- [WHAT YOU SHOULD DO]: For the word "things", copy every line of the material that includes it.

- [TASK INPUT]:
PR #67, opened 2020-04-09
Module specific JQL

### LINKED ISSUE #59: Enable a custom search query per module
As mentioned in #38 it might be benefitial to enable the use of a custom search query per module, instead of all modules going over tickets from the same query,

This can have following advantages:
* In case a custom search query can be used, a new module can also go over old tickets, ignoring when the module was updated
* In case of a downtime, all modules that can use a custom query could catch back up.
* New modules might require to go over tickets that are currently not considered, either because they are old, or because they have a resolution or other restriction that is currently not considered for all modules.
* It could reduce overall processing time as certain modules just check tickets that matter to them

NeunEinser:
This is a refactor of how ArisaMain works and moves most of the logic to a new Module Executor.
This also removes most config values from the kotlin file and moves them to the json.
The json is now included in the commit, and arisa.yml is read again for credentials.

### Moving to JSON
There are several reasons I decided to do this in this PR.
- The way default values work, is that you can only default per value.
  - This means only people with access to the server files can change inherited values. Before this PR that was module-specific whitelists
  - This PR adds a list of resolutions and a jql query to this list as well now.
    - If this was not changed, these values could only be changed by the maintainer, and by no one else, which would suck.
- I wasn't very fond of defining every value as default value from the start.
- Especially as proven by Greymagic's recent PR it's harder to edit the config for unexperienced people in a kt file, as there is much clutter that's not really needed for configuring stuff.
- With this config it was pretty much encouraged to change default values rather than values in an actual config.
  - This means a rebuild of the entire project when changing the config, rather than just a restart.
- **To make this effective, arisa.json is included in the commit now**
  - **You MUST move credentials to `arisa.yml` now.**

### ModuleExecutor
The module executor is the central unit responsible for executing all modules now.
The logic in the module executor is mostly a mirror of what was in ArisaMain beforehand.

Changes include:
- All modules are now initialized only once. before, they were initialized for every issue.
- Most modules require a function that takes an issue and does something with it.
  - Since Modules are now initialized only once, this means the issue can not be substituted with partially anymore.
  - Because of this, most modules now require an issue to be sent in the request, which is then applied to the function in the module.
  - Some values that are sent in a request are technically available in the issue, however, I decided to **not** remove those.
    - While some values are available with simple dot syntax (e.g. `issue.comments`), others require something like `it.getField("environment") as? String?`, or in extreme cases even `((it.getField(config[Arisa.CustomFields.confirmationField])) as? JSONObject)?.get("value") as? String?`. I did not want modules to have to deal with this stuff.
- Every module is now executed separately in order to implement the option to have a per-module-jql.
  - To reduce network traffic, the result of every jql request is cached for every run, so if multiple modules use the same jql, only one request is made.
  - This also means execution order changed, which has consequences for the order in which stuff is logged as well.
    - The log would previously group issues and list all module responses per issue. Now it's instead grouped by module and all responses from all tickets a module was executed on

Some of the changes I implemented later are currently untested and with jira being down for an update, I can't test them now. I wanted to get this PR out now though, so people can take a look at it and tell me whether they like the direction I went with this.
Feel free to merge new modules or other changes first into master. I will take care of merging them into this PR.

Resolves #59


urielsalis:
> To make this effective, arisa.json is included in the commit now
> You MUST move credentials to arisa.yml now.

Does that mean I should move the credentials to arisa.yml and replace the arisa.json with the one in the repo?

urielsalis:
> All modules are now initialized only once. before, they were initialized for every issue.
The main reason for that was to pass the issue to the jira methods, that way modules didnt need to know about jira itself to operate, only about the data that we extracted out of it in ArisaMain. 
It made testing the module way easier as we didnt need to mock anything. It hasnt been really followed with attachment and future modules but I though it was a nice thing to have and that we can look into maybe?

src/main/kotlin/io/github/mojira/arisa/ModuleExecutor.kt
```diff
@@ -0,0 +1,304 @@
...
+    private val ticketCache = mutableListOf<String>()
+    private val ticketTimer = Timer("RemoveCachedTicket", true)
+
+    fun execute() {
+        // Cache issues returned by a query to avoid searching the same query for different modules
+        val queryCache = mutableMapOf<String, List<Issue>>()
+        val processedTickets = mutableMapOf<String, Boolean>()
+        val exec = ::executeModule.partially2(queryCache).partially2(processedTickets)
+
+        exec(Arisa.Modules.Attachment) {
```
urielsalis, line 79: It would be really nice if we can start adding some tests using the fact that we separated this into a separate file.

That means testing the filter logic we have in execute module, testing the ticket caching, that X module was executed if passed

src/main/kotlin/io/github/mojira/arisa/ModuleExecutor.kt
```diff
@@ -0,0 +1,304 @@
...
+                    (issue.comments.isNotEmpty() && issue.comments.last().updatedDate > latestChange.created) // And there is no comment posted after that
+            }
+        queryCache[combinedJql] = issues
+
+        issues
+            .filter { config[moduleConfig.whitelist] == null || config[moduleConfig.whitelist]!!.contains(it.key) }
+            .filter { config[moduleConfig.resolutions].contains(it.resolution.name) }
+            .map { it.key to executeModule(it) }
+            .forEach { (issue, response) ->
+                when (response.second) {
```
urielsalis, line 219: Can be response.second.fold(
  {//left part},
  {//right part}
)

That also automatically casts stuff so you dont need the with

NeunEinser:
> > To make this effective, arisa.json is included in the commit now
> > You MUST move credentials to arisa.yml now.
> 
> Does that mean I should move the credentials to arisa.yml and replace the arisa.json with the one in the repo?

When merging, yes. master currently does not read `arisa.yml`, but you could prepare already by just having both files so the merge is gonna be more smooth,
arisa.yml is in the current gitignore.

NeunEinser:
> > All modules are now initialized only once. before, they were initialized for every issue.
> 
> The main reason for that was to pass the issue to the jira methods, that way modules didnt need to know about jira itself to operate, only about the data that we extracted out of it in ArisaMain.
> It made testing the module way easier as we didnt need to mock anything. It hasnt been really followed with attachment and future modules but I though it was a nice thing to have and that we can look into maybe?

I agree that it would be cool to not have to work on API classes directly, I'm just not really sure how it could be done effectively.
We could ofc make our own Classes for Issue, comment and such and provide some access to them, but I'm not really sure about that. Do you have an idea for that as well?

src/main/kotlin/io/github/mojira/arisa/ModuleExecutor.kt
NeunEinser: Gonna look into that later

urielsalis:
> We could ofc make our own Classes for Issue, comment and such and provide some access to them, but I'm not really sure about that. Do you have an idea for that as well?

That was my main approach when doing it, on top of passing issue and attachment to the methods so the jira api can operate directly on top of them without our module code having to know about it

urielsalis:
The main issue with that in the old code was the delete attachemnt module. I would probably refactor that one to receive a map of attachemnt name->funciton to delete itself. And that function is created from the jira function and passed without needing the actual attachemnt

violine1101:
It might make sense to consider using [TOML](https://github.com/toml-lang/toml) or YAML instead of JSON for the config file, as both of these are more human-readable, especially for multi-line strings (like we have them a lot), and don't require quotation marks all over the place.

NeunEinser:
The last push is not gonna build.
I changed the modules to not use JIRA api classes now, but did not change anything actually using the modules yet, so stuff using them is broken, this includes test and ModuleExecutor.

I'm going to bed now though. Feel free to tag a look at how I approached it in the modules 😉

NeunEinser:
Modules are now no longer exposed to library classes.

Most of them have their own data classes for needed objects now, and library classes are mapped in ModuleExecutor.
These classes include any needed data by the module, but not more than that.
They also include functions that for API calls, such as removing an attachment or adding an affected version.

In order to avoid class name clashes, those are declared within the Module class, so that when multiple classes define the same data classes, they don't clash.
For consistency, Request classes are now moved into the Module as well and are renamed simply to Request now (`AttachmentModuleRequest` -> `AttachmentModule.Request`, pay attention to the dot.)

I still haven't looked into moving to yaml or taml. Yaml is what we originally had, but there might have been problems when using lists, although looking at the spec it does seem like yaml supports lists and maps/dictionaries, so not sure about that one.
json is what was there already, just not committed.
I wouldn't mind switching to something which supports stuff like multiline texts, though.

I also didn't look into tests further for now.

However, I'd like getting this merged soon now, so that I don't need to constantly merge new changes into this branch and we can all work on the same thing.
For the two things mentioned above, I'd like to move them to separate issues.

urielsalis:
Im up to separate this PR in multiple parts too to try to reduce the changes.

Tests we can put it as a separate issue, same for yaml/toml

arisa.json
```diff
@@ -0,0 +1,122 @@
...
+        "removalReason": "Ticket has been triaged."
+      },
+
+      "futureVersion": {
+        "jql": "affectedVersion in unreleasedVersions() AND updated > -1d",
+        "message": "{panel:borderColor=orange}(!) Please do not mark _Unreleased Versions_ as affected. You don't have access to them yet.{panel}\n~{color:#888}-- I am a bot. This action was performed automagically! Please report any issues in [Discord|https://discordapp.com/invite/rpCyfKV] or [Reddit|https://www.reddit.com/r/Mojira/]{color}~"
+      },
+
+      "chk": {
+        "whitelist": ["MC", "MCL", "MCPE"],
```
urielsalis, line 88: Add MCTEST?

src/main/kotlin/io/github/mojira/arisa/ModuleExecutor.kt
```diff
@@ -0,0 +1,333 @@
...
+        val issues = queryCache[combinedJql] ?: jiraClient
+            .searchIssues(combinedJql)
+            .issues
+            .map { jiraClient.getIssue(it.key, "*all", "changelog") } // Get issues again to retrieve all fields
+            .filter { issue ->
+                // Ignore issues where last action was a resolve
+                val latestChange = issue.changeLog.entries.lastOrNull()
+
+                latestChange == null || // There is actually a entry
+                    !latestChange.items.any { it.field == "resolution" } || // It was a transition
```
urielsalis, line 86: [minor] Maybe all of this should be methods instead of comments 😅

src/main/kotlin/io/github/mojira/arisa/ModuleExecutor.kt
```diff
@@ -0,0 +1,333 @@
...
+            }
+        queryCache[combinedJql] = issues
+
+        issues
+            .map { it.key to executeModule(it) }
+            .forEach { (issue, response) ->
+                response.second.fold({
+                    processedIssues.putIfAbsent(issue, false)
+                    when (it) {
+                        is OperationNotNeededModuleResponse -> log.info("[RESPONSE] [$issue] [${response.first}] Operation not needed")
```
urielsalis, line 98: I would remove the logs for OperationNotNeeded, its too spammy :D

src/main/kotlin/io/github/mojira/arisa/ModuleExecutor.kt
```diff
@@ -0,0 +1,333 @@
...
+                }, {
+                    processedIssues[issue] = true
+                    log.info("[RESPONSE] [$issue] [${response.first}] Successful")
+                })
+            }
+    }
+
+    fun execute() {
+        // Cache issues returned by a query to avoid searching the same query for different modules
+        val queryCache = mutableMapOf<String, List<Issue>>()
```
urielsalis, line 112: [minor] I would open a issue to move all the cache stuff to its own class just to clean the executors. Will do in my own branch after this is merged :D

src/main/kotlin/io/github/mojira/arisa/ModuleExecutor.kt
```diff
@@ -0,0 +1,333 @@
...
+                    { key -> addComment(issue, config[Arisa.Modules.Crash.duplicateMessage].replace("{DUPLICATE}", key)) }
+                )
+            )
+        }
+        exec(Arisa.Modules.Empty) { issue ->
+            "Empty" to emptyModule(
+                EmptyModule.Request(
+                    issue.attachments.size,
+                    issue.description,
+                    issue.getField("environment") as? String?,
```
urielsalis, line 158: [minor] We do the issue.getField and converted to string a lot, might make sense to have a fun Issue.getFieldAsString("fieldName") that does this cast to nullable string automatically

src/main/kotlin/io/github/mojira/arisa/infrastructure/config/Arisa.kt
```diff
@@ -9,191 +9,73 @@ object Arisa : ConfigSpec() {
...
-            )
+            val message by optional("", description = "The message that is posted when this module succeeds.")
+            val piracySignatures by optional(emptyList<String>(), description = "Signatures that indicate a pirated version of Minecraft. Default is no signatures.")
         }
 
         object RemoveTriagedMeqs : ModuleConfigSpec() {
-            val meqsTags by optional(listOf("MEQS_WAI", "MEQS_WONTFIX"))
-            val removalReason by optional("Ticket has been triaged.")
+            val meqsTags by optional(emptyList<String>(), description = "List of tags that should be removed by the bot when an issue is triaged.")
+            val removalReason by optional<String?>(null, description = "Reason Arisa should add to the edited comment for removing the tag. Default is no reason.")
```
urielsalis, line 47: I wouldnt have null until we need it in any message, it seems more unclean(we try to avoid null as much as possible)

arisa.json
NeunEinser: MCTEST has no confirmation status and no chk. Do you want to have it enabled anyways?

violine1101:
Yeah, I didn't realize that the config was already saved in JSON by the config spec. We can still move over to TOML or YAML in another PR, maybe I'll take a look at that myself. But what exactly were the issues with YAML?

This PR should probably be merged ASAP, so that other modules can be developed with this new architecture as a basis, since this change modifies basically every existing file.

src/main/kotlin/io/github/mojira/arisa/infrastructure/config/Arisa.kt
```diff
@@ -9,191 +9,73 @@ object Arisa : ConfigSpec() {
...
-                    CrashDupeConfig("minecraft", "Failed to check session lock, aborting", "MC-10167"),
-                    CrashDupeConfig("minecraft", "Maybe try a lowerresolution texturepack", "MC-29565"),
-                    CrashDupeConfig("minecraft", "java\\.lang\\.OutOfMemoryError\\: Java heap space", "MC-12949"),
-                    CrashDupeConfig("minecraft", "try a lowerresolution", "MC-29565"),
-                    CrashDupeConfig("java", "ig[0-9]{1,2}icd[0-9]{2}\\.dll", "MC-32606")
-                )
-            )
+            val maxAttachmentAge by optional(0, description = "Max age in days the attachment can have to be considered")
+            val crashExtensions by optional(emptyList<String>(), description = "File extensions that should be checked for crash reports.")
+            val duplicateMessage by optional("", description = "Message to be send when resolving a duplicate. {DUPLICATE} will be replaced by the ticket key")
```
urielsalis, line 69: Instead of {DUPLICATE} you can use %s

Then on the usage code you do duplicateMessage.format(ticketKey) and you get the final string :D

src/main/kotlin/io/github/mojira/arisa/modules/RemoveTriagedMeqsModule.kt
```diff
@@ -4,38 +4,44 @@ import arrow.core.Either
...
 
-    private fun removeMeqsTags(comment: Comment, meqsTags: List<String>): String {
+    private fun removeMeqsTags(comment: String): String {
         val regex = (
             "MEQS(" +
             meqsTags.joinToString("|") { it.replace("MEQS", "") } +
             ")"
         ).toRegex()
-        return regex.replace(comment.body) { "MEQS_ARISA_REMOVED${it.groupValues[1]} Removal Reason: $removalReason" }
+        return regex.replace(comment) { "MEQS_ARISA_REMOVED${it.groupValues[1]}${ if (removalReason != null) " Removal Reason: $removalReason" else "" }" }
```
urielsalis, line 44: The not having it as null would make things like this nicer :D

urielsalis:
> Yeah, I didn't realize that the config was already saved in JSON by the config spec. We can still move over to TOML or YAML in another PR, maybe I'll take a look at that myself. But what exactly were the issues with YAML?

we had issues with the lists, as it was not reading them correctly

src/main/kotlin/io/github/mojira/arisa/infrastructure/config/Arisa.kt
NeunEinser: null is the default value. If no reason is set in the config, it would be weird to have "Removal Reason: <blank>", so when it's null the module does not post `Removal Reason`

src/main/kotlin/io/github/mojira/arisa/infrastructure/config/Arisa.kt
NeunEinser: I think I copied that from the js version when I added the crash module :D

src/main/kotlin/io/github/mojira/arisa/modules/RemoveTriagedMeqsModule.kt
NeunEinser: Well then we would have `Removal Reason: <blank>` when non is specified 😉

NeunEinser: I can set it to that if you want, just seemed a little odd to me

src/main/kotlin/io/github/mojira/arisa/ModuleExecutor.kt
NeunEinser: ¯\_(ツ)_/¯

arisa.json
urielsalis: I do, disabling 😅

src/main/kotlin/io/github/mojira/arisa/infrastructure/config/Arisa.kt
urielsalis: Yeah, I would make it required is what I mean

src/main/kotlin/io/github/mojira/arisa/ModuleExecutor.kt
urielsalis: #77

src/main/kotlin/io/github/mojira/arisa/ModuleExecutor.kt
urielsalis: #78

src/main/kotlin/io/github/mojira/arisa/ModuleExecutor.kt
```diff
@@ -0,0 +1,334 @@
...
+
+        val issues = queryCache[combinedJql] ?: jiraClient
+            .searchIssues(combinedJql)
+            .issues
+            .map { jiraClient.getIssue(it.key, "*all", "changelog") } // Get issues again to retrieve all fields
+            .filter { issue ->
+                // Ignore issues where last action was a resolve
+                val latestChange = issue.changeLog.entries.lastOrNull()
+
+                latestChange == null || // There is actually a entry
```
urielsalis, line 85: This should be != as far as I know

NeunEinser: If there is no latest change, the filter method needs to return true.
These are exactly the inverse of what used to be in ArisaMain

urielsalis:
I was going from more general to more specific (its the usual pattern). I can revert that part if you like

- [SOLUTION]:
For the two things mentioned above, I'd like to move them to separate issues.
urielsalis, line 44: The not having it as null would make things like this nicer :D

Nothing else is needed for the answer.